Optimizing ADC DMA transfert and IRQ latency

tarzan · ‎2023-02-27

Hello,

I have the following config:

STM32H743

- Core 400MHz

- AXI/AHB 200MHz

- ADC clocked by the PLL at 144MHz, then divided by 4 (async mode) => 36MHz

- TIM15 trigering ADC conversions

ADC1 in scan mode converting 2 channels in scan mode. Data sent to SRAM1 using DMA1s1

ADC2 in scan mode converting 3 channels. Data sent to SRAM1 using DMA1s2

ADC3 in scan mode converting 4 channels. Data sent to SRAM1 using DMA2s3

I'm only using the IRQ of DMA2. Since the ADC/DMA have have 4 channels to convert, when entering the DMA "transfert complete" IRQ callback, I'm sure all other data are in place.

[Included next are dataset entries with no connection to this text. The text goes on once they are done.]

PR #34, opened 2018-08-29
Try/catch publish()

gregorylegarec:
The call to publish() was not encapsulated in a try/catch, generating warning about unhandled Promise rejections.


gregorylegarec:
Fixed by https://github.com/cozy/cozy-libs/pull/50

PR #36, opened 2018-08-29
chore: Remove eslint auto fix

ptbrowne:
The auto fix can send Travis + Lerna into a loop if some files are
commited to master with linting errors. Since the --fix does not warn
that there are linting errors, Travis will report green even in the
Pull request : linting errors can be integrated into
master without any warning.

Since --fix changes files, Lerna thinks something has changed and
publishes the application. The publishing of the application will
result in a commit, which will in turn launch a new Travis job
and the whole story starts again.


gregorylegarec:
Very interesting bug !

PR #41, opened 2018-09-10
feat: Create cozy-app renovate config

y-lohse:
Once published to npm, this package should allow all our apps to use or at least extend the same renovate configuration.
[Here are the docs](https://renovatebot.com/docs/config-presets/) about how this works.

The configuration itself is very basic right now — it just prevents travis to be swamped during working hours. We'll be happy to consider more individual rules once the first version is published.

### DIFF
--- a/packages/renovate-config-cozy-app/package.json
+++ b/packages/renovate-config-cozy-app/package.json
@@ -1,0 +1,14 @@
+{
+  "name": "renovate-config-cozy-app",
+  "version": "0.0.1",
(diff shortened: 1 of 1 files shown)


y-lohse:
[Créer une config renovate commune à toutes les apps cozy](https://trello.com/c/JDFGOMML/106-cr%C3%A9er-une-config-renovate-commune-%C3%A0-toutes-les-apps-cozy)

y-lohse:
Let's do this!

PR #53, opened 2018-09-19
Use shift in cozy-release only if remaining args

CPatchane:
Travis shell throws errors if we use `shift` without remaining arguments.
This PR check before using it.


gregorylegarec:
Thanks @CPatchane 💇

PR #58, opened 2018-09-20
Update shebang to use bash

CPatchane:
Without that, Travis CI will use the `dash` shell from ubuntu. 
So we can force using `bash` with this shebang


gregorylegarec:
Well spotted @CPatchane 👌 (ping @doubleface)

All code, interrupt routine, interrupt vector table are in ITCM RAM. All variables are in DTCM RAM excepted the DMA destination buffer, located in SRAM because the DMA can not access the DTCM.

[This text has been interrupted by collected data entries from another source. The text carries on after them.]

PR #61, opened 2018-09-21
Change semver parsing

gregorylegarec:
The previous command does not work well in Ubuntu and it makes Travis fail.

### DIFF
--- a/packages/cozy-release/scripts/cozy-release.sh
+++ b/packages/cozy-release/scripts/cozy-release.sh
@@ -59,10 +59,9 @@ read_current_version() {
 
 compute_next_version() {
   type=${2:-minor}
-  IFS='.' read -r -a array <<< "$1"
-  major=${array[0]}
-  minor=${array[1]}
-  patch=${array[2]}
+  major=`echo $1 | awk -F '.' '{print $1}'`
+  minor=`echo $1 | awk -F '.' '{print $2}'`
+  patch=`echo $1 | awk -F '.' '{print $3}'`
 
   case "$type" in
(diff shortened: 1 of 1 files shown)


CPatchane:
Thanks for that! We also have to change at [line 77](https://github.com/cozy/cozy-libs/blob/master/packages/cozy-release/scripts/cozy-release.sh#L77)

packages/cozy-release/scripts/cozy-release.sh
```diff
@@ -59,10 +59,11 @@ read_current_version() {
...
   type=${2:-minor}
-  IFS='.' read -r -a array <<< "$1"
-  major=${array[0]}
-  minor=${array[1]}
-  patch=${array[2]}
+  # from https://github.com/cloudflare/semver_bash/blob/master/semver.sh
+  local RE='[^0-9]*\([0-9]*\)[.]\([0-9]*\)[.]\([0-9]*\)\([0-9A-Za-z-]*\)'
+  major=`echo $1 | sed -e "s#$RE#\1#"`
+  minor=`echo $1 | sed -e "s#$RE#\2#"`
+  patch=`echo $1 | sed -e "s#$RE#\3#"`
```
CPatchane: What about:
```
major=`echo $1 | awk -F '.' '{print $1}'
minor=`echo $1 | awk -F '.' '{print $2}'
patch=`echo $1 | awk -F '.' '{print $3}'
```

No need to have a regular expression now I think.

gregorylegarec: Great, thanks !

I don't use any of the HAL functions excepted for the init. Code optimized for speed.

When entering in the DMA interrupt, I set up a GPIO the measure the time between the TMR15 trig (start of all ADC conversions) and the DMA IT. I'm using some tricks to ensure that the optimizer don't reorganize my code.

I have 1794ns between the T15 trig and the GPIO up. The ADC trig + sampling + conversion theorically last 1611ns. They are 183ns lost in DMA transfert, IRQ latency and GPIO set up. This is 73 CPU cycles, or 36 AXI/AHB cycles. I've tried to use BDMA for ADC3 but the result is a little bit slower.

1/ Is is a good score, or is there any way to may things a little bit faster?

In the interrupt routine, I start by copying all ADC data in SRAM to a DTCM RAM buffer. It last 155 CPU cycles (17cy/word).

2/ Theses 17 CPU cycles (8 AXI/AHB cycles) looks quite long for a simple copy. Is evetything normal ?

C code of the IRQ callback:

void DMA2_Stream3_IRQHandler(void)
{
  register uint32_t chan;
  register uint32_t square;
 
   mTP34_ON;                                 // This is my GPIO. Direct write to register.
   asm volatile("" ::: "memory");       // Avoid asm code re-ordering by the optimizer.
 
  // Copy 9 uint32_t word from SRAM to DTCM RAM.
  adcData_dtcm[1] = adc.array[1]; // ADC1, DMA1s1
  adcData_dtcm[2] = adc.array[2]; // ADC1, DMA1s1
 
  adcData_dtcm[3] = adc.array[3]; // ADC2, DMA1s2
  adcData_dtcm[4] = adc.array[4]; // ADC2, DMA1s2
  adcData_dtcm[5] = adc.array[5]; // ADC2, DMA1s2
 
  adcData_dtcm[6] = adc.array[6]; // ADC3, DMA2s3
  adcData_dtcm[7] = adc.array[7]; // ADC3, DMA2s3
  adcData_dtcm[8] = adc.array[8]; // ADC3, DMA2s3
  adcData_dtcm[9] = adc.array[9]; // ADC3, DMA2s3
 
  asm volatile("" ::: "memory");
  mTP3_OFF;
  asm volatile("" ::: "memory");

S.Ma · ‎2023-02-27

"I'm only using the IRQ of DMA2. Since the ADC/DMA have have 4 channels to convert, when entering the DMA "transfert complete" IRQ callback, I'm sure all other data are in place."

Why ? ADC have programmable sample and hold time which can be expressed from few cycles to 500+ cycles. Are all ADC running with same clock source, prescale, resolution, oversampling, sample and hold values ?

tarzan · ‎2023-02-28

Yes, the config is exactly the same excepted the DMA channel / stream.